Saksi Eko Susilo Tegaskan Kepala Bakamla Atur Fee

Erandhi Hutomo Saputra    •    Selasa, 21 Mar 2017 05:45 WIB
kasus korupsi
Saksi Eko Susilo Tegaskan Kepala Bakamla Atur Fee
Deputi Bidang Informasi Hukum dan Kerjasama Bakamla Eko Susilo Hadi (kiri) memberikan keterangan saat menjadi saksi dalam sidang lanjutan kasus suap Bakamla - MI/Barry Fathahilah

Metrotvnews.com, Jakarta: Plt Sekretaris Utama Badan Keamanan Laut (Bakamla) Eko Susilo Hadi membeberkan peran Kepala Bakamla Laksamana Madya TNI Arie Soedewo dalam kasus korupsi pengadaan satelit pemantau pada 2016.

Arie menentukan jatah fee sebesar 15 persen dari total nilai proyek Rp222 miliar. Dari 15 persen itu, sebanyak 7,5 persen diperuntukkan Bakamla, sedangkan sisanya tidak ia ketahui.

"Pemahaman saya 15 persen itu dibagi dua. Sebesar 7,5 persen tidak tahu ke siapa, 7,5 persen ke Bakamla, dari bagian Bakamla baru (diperintahkan diberikan terlebih dahulu) 2 persen," ujar Eko.

Ia bersaksi untuk terdakwa Fahmi Darmawansyah di Pengadilan Tipikor Jakarta, Senin (20/3). Fahmi merupakan pemilik PT Melati Technofo Indonesia, perusahaan yang menyuap pejabat Bakamla.

Eko yang juga mantan Deputi Bidang Informasi Hukum dan Kerja sama Bakamla telah ditetapkan sebagai tersangka oleh KPK.

Penuturan Eko sesuai dengan dakwaan jaksa KPK yang menyatakan bahwa penentuan jatah dilakukan di ruangan Arie pada Oktober 2016.

Penjatahan itu disebutkan pertama kali ketika Arie dan staf khususnya, Ali Fahmi, berkunjung ke kantor Fahmi Darmawansyah pada Maret 2016. Saat itu, keduanya datang untuk menawari Fahmi 'main proyek' di Bakamla.

Terkait dengan informasi jatah fee tersebut, Eko mengaku diperintah Arie untuk menerima fee yang didahulukan sebesar 2 persen dan memberikannya kepada Direktur Data dan Informasi Bakamla sekaligus PPK dalam proyek tersebut Laksamana Pertama TNI Bambang Udoyo dan Kabiro Perencanaan dan Organisasi Bakamla Nofel Hasan masing-masing Rp1 miliar.

"Saya diberi tahu (Arie) kemudian saya diperintah 'Kau terima yang itu. Serahkan ke Pak Bambang dan Pak Nofel Rp1 (miliar)," ungkap dia.

Eko mengaku menerima uang dari Fahmi melalui Adami dan Hardy (anak buah Fahmi lainnya) sebanyak Rp2 miliar dalam bentuk dolar AS dan Singapura serta 10 ribu euro dan USD10 ribu saat kunjungan kerja ke Jerman.

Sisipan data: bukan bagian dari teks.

PR #3384, opened 2023-09-17
Improve performance of updateVisualMaxTreeLevel when animation is disabled

### LINKED ISSUE #3383: [Bug] Closing multiple tabs is slow if animation is disabled
## Abstract

When closing multiple tabs, it appears that `updateVisualMaxTreeLevel` is called once *per tab closed* if animation is disabled.

Every time a tab is closed, `reserveToUpdateVisualMaxTreeLevel` is called, which is supposed to queue/debounce calls to `updateVisualMaxTreeLevel`.

If animation is enabled, `reserveToUpdateVisualMaxTreeLevel` sets a timeout to ensure that `updateVisualMaxTreeLevel` is only called when the tabs are all finished closing. However, if animation is *disabled*, [`reserveToUpdateVisualMaxTreeLevel` will *always* call `updateVisualMaxTreeLevel`](https://github.com/piroor/treestyletab/blob/0a85f93e1caf6a9f5016c6d746ca30f6347acdaf/webextensions/sidebar/indent.js#L149-L152).

This is a problem because not only does `updateVisualMaxTreeLevel` require an expensive CSS update, but it looks through every tab in order to determine the maximum tree level. This makes performance quadratic.

For example, let's say you have 200 tabs open. That's a lot, so you decide to clean up after yourself and close 150 of them. Here's what will happen:
- Tab 1 is removed. TST calls `reserveToUpdateVisualMaxTreeLevel`, and it queries 199 tabs to figure out what the max tree level is.
- Tab 2 is removed. `reserveToUpdateVisualMaxTreeLevel` queries 198 tabs.
- Tab 3 is removed. `reserveToUpdateVisualMaxTreeLevel` queries 197 tabs.
- Tab 4 is removed. `reserveToUpdateVisualMaxTreeLevel` queries 196 tabs.
- [...]
- Tab 150 is removed. `reserveToUpdateVisualMaxTreeLevel` queries 50 tabs.

In total, we end up making 150 individual CSS updates and performing queries on *18825 tabs*. This gets much worse the more tabs you close--if you close 1000 tabs, for instance, TST will search through at least 500,500 tabs.

## Steps to reproduce

1. Start Firefox with a clean profile and open a bunch of tabs (preferably at least 100).
2. Install TST.
3. Enable [Firefox Profiler](https://profiler.firefox.com/).
4. Uncheck "Enable animation effects" in the settings panel.
5. Open the profiler dropdown menu (it's in the addon tray in the top right), select the "Firefox" preset, and start profiling.
6. Right-click the bottommost tab in the sidebar and click "Close Multiple Tabs" -> "Close Tabs to the Top".
7. Wait for TST to become responsive again, then click the profiler icon to stop profiling.
8. Observe the resulting performance profile, and note how much time is spent in `reserveToUpdateVisualMaxTreeLevel`.

[Here's a performance profile that I recorded which demonstrates the problem.](https://profiler.firefox.com/public/yh5jevnffyrjjw3sq1tx3ce8t392av2kn55cezg/stack-chart/?globalTrackOrder=01&thread=1&v=10)

## Expected result

Closing multiple tabs should be relatively fast.

## Actual result

Closing multiple tabs freezes the entire WebExtensions process for a good few minutes, and it gets worse the more tabs you have open.

## Environment

 * Platform (OS): Linux
 * Version of Firefox: 113.0.1
 * Version (or revision) of Tree Style Tab: 3.9.17

valadaptive:
Resolves #3383.

With animation disabled, we were previously updating the max tree level every time we received a tab event. When closing large numbers of tabs, this gets extremely slow.

This PR changes it to batch the updates so they only occur once per frame at most.

I wasn't sure whether to go with a 0ms delay (so it appears instantaneous) or a 100ms delay (like reserveToUpdateIndent does just below). I went with a 0ms delay in the end so as to preserve existing behavior.

Maybe for a future PR, it would be nice to do something like what [Lodash.debounce](https://docs-lodash.com/v4/debounce/) offers with `options.leading`: the *first* time we receive the event, we apply it instaneously, but every event after that gets queued up with a certain delay. This would prevent visual feedback from being too delayed, while giving a good "buffer zone" to avoid updating too frequently.

### DIFF
--- a/webextensions/sidebar/indent.js
+++ b/webextensions/sidebar/indent.js
@@ -146,15 +146,12 @@ export async function reserveToUpdateVisualMaxTreeLevel() {
     delete updateVisualMaxTreeLevel.waiting;
   }
 
-  if (!shouldApplyAnimation()) {
-    updateVisualMaxTreeLevel();
-    return;
-  }
+  const delay = shouldApplyAnimation() ? configs.collapseDuration * 1.5 : 0;
 
   updateVisualMaxTreeLevel.waiting = setTimeout(() => {
     delete updateVisualMaxTreeLevel.waiting;
     updateVisualMaxTreeLevel();
-  }, configs.collapseDuration * 1.5);
+  }, delay);
 }
 
 function updateVisualMaxTreeLevel() {


piroor:
Thanks a lot, but I have a concern: this change introduces a visual regression. When a deeply nested tree is expanded, you'll see an expanded tree with old indentations and it is updated to correct indentations with a delay. Hmm, how can we avoid that...

piroor:
I close this PR because it is outdated by the change 5fa5f8d which is inspired from this PR. Thanks again!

Uang Rp2 miliar telah diamankan KPK saat operasi tangkap tangan. Untuk sisanya, ia berjanji akan dikembalikan ke KPK. "Saya akui saya salah," kata Eko menyesal.

Bambang juga mengaku menerima Rp1 miliar. Namun, Bambang berkilah uang bukan berasal dari Fahmi, melainkan dari Arie. Bambang mengaku sempat menolak.

Namun, Arie tidak bisa menerima penolakan, maka dirinya menerima uang tersebut.